Stored items:
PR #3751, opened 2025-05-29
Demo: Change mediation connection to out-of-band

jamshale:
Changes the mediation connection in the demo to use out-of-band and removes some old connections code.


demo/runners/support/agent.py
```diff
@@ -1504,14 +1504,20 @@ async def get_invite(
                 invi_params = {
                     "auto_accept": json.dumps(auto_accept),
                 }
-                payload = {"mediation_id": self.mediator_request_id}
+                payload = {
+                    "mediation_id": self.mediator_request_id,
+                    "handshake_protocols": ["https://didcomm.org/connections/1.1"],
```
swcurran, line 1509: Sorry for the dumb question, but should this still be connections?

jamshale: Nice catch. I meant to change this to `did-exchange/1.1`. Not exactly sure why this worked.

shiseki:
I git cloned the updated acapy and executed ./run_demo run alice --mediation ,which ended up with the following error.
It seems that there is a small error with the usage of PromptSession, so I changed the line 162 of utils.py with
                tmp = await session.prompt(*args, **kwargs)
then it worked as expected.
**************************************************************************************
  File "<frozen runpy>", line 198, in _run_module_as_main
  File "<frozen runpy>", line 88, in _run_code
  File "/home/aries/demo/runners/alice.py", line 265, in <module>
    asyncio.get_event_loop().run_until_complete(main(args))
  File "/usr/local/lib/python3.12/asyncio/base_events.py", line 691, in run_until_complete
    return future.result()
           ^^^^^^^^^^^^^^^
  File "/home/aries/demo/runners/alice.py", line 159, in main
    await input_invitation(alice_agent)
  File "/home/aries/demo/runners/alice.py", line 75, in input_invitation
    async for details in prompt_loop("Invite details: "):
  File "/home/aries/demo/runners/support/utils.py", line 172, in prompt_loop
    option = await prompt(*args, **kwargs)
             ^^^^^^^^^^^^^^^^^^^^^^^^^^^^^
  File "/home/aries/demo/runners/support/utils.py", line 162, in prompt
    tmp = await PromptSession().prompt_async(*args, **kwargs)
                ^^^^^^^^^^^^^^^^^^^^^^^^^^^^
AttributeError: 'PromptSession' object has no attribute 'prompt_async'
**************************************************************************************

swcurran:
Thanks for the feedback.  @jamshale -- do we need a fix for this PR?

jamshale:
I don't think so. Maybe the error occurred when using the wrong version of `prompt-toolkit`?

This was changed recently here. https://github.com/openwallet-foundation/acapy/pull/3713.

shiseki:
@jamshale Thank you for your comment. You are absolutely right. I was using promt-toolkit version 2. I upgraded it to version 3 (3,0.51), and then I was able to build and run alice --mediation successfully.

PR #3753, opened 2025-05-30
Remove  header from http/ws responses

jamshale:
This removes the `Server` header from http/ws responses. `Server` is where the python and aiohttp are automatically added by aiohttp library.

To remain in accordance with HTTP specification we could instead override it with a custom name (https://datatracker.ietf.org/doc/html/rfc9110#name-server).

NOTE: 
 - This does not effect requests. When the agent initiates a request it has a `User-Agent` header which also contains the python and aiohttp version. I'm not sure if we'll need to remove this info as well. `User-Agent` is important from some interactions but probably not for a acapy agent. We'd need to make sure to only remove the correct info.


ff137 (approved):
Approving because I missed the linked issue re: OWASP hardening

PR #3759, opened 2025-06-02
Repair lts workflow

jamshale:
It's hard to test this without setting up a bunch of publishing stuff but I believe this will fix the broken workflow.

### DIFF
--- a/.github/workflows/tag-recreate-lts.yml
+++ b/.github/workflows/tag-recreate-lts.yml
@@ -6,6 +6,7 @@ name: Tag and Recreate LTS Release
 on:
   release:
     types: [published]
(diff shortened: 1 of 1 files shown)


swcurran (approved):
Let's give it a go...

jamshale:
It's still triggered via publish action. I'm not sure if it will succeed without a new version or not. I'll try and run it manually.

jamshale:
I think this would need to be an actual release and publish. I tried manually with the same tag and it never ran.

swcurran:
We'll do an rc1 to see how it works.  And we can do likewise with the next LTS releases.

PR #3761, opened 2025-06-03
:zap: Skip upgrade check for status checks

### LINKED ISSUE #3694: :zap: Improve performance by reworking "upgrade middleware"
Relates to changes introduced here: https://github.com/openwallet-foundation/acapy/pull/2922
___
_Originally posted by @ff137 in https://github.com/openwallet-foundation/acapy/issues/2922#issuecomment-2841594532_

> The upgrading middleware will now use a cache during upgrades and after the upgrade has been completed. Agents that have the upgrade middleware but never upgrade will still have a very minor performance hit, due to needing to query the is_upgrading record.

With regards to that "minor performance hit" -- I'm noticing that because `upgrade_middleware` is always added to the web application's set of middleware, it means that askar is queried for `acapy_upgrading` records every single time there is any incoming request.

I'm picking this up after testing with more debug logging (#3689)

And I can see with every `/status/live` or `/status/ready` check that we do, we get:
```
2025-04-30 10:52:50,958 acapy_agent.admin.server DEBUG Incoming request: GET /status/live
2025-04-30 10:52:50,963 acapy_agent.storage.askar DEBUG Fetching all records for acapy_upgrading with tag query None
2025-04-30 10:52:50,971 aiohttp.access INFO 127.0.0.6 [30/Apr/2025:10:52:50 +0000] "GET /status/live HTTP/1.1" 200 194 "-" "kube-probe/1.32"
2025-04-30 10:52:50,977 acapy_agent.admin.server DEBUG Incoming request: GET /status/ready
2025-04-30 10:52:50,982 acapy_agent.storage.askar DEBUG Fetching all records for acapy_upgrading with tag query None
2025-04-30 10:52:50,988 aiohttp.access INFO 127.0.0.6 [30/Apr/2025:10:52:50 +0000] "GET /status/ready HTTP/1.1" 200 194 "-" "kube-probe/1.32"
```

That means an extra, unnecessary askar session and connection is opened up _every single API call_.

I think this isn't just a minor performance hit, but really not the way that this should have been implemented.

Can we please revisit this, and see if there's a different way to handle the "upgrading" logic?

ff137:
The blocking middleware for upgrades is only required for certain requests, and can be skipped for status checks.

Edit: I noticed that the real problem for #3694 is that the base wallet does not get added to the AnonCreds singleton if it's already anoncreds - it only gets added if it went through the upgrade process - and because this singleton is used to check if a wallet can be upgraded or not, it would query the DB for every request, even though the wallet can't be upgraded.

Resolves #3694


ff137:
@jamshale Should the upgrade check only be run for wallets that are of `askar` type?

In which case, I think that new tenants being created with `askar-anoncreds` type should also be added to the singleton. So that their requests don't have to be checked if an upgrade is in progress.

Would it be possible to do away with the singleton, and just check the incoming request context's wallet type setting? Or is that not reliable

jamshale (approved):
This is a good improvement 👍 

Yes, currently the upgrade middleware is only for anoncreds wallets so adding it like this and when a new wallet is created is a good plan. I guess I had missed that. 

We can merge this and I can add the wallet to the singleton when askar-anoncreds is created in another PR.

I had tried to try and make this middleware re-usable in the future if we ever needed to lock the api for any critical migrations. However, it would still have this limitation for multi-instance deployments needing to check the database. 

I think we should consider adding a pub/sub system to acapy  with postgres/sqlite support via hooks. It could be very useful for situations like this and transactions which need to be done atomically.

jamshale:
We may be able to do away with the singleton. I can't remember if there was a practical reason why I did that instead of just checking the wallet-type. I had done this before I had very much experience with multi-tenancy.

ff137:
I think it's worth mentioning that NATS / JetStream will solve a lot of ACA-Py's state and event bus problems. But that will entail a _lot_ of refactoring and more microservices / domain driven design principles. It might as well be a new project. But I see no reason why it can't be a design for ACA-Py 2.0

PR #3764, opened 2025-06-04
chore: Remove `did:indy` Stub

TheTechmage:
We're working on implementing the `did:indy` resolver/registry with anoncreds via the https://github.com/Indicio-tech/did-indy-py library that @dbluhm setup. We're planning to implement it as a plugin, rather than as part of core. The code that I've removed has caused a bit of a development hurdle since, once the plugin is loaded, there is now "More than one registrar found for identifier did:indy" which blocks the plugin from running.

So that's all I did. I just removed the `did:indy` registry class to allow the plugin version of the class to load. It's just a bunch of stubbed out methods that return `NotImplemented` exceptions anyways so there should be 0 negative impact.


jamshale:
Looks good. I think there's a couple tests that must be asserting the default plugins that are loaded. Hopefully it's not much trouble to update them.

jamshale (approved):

Assigned task:
Gather every line from the entries above where the word "created" appears, and copy them.

Task solution:
In which case, I think that new tenants being created with `askar-anoncreds` type should also be added to the singleton. So that their requests don't have to be checked if an upgrade is in progress.
Yes, currently the upgrade middleware is only for anoncreds wallets so adding it like this and when a new wallet is created is a good plan. I guess I had missed that. 
We can merge this and I can add the wallet to the singleton when askar-anoncreds is created in another PR.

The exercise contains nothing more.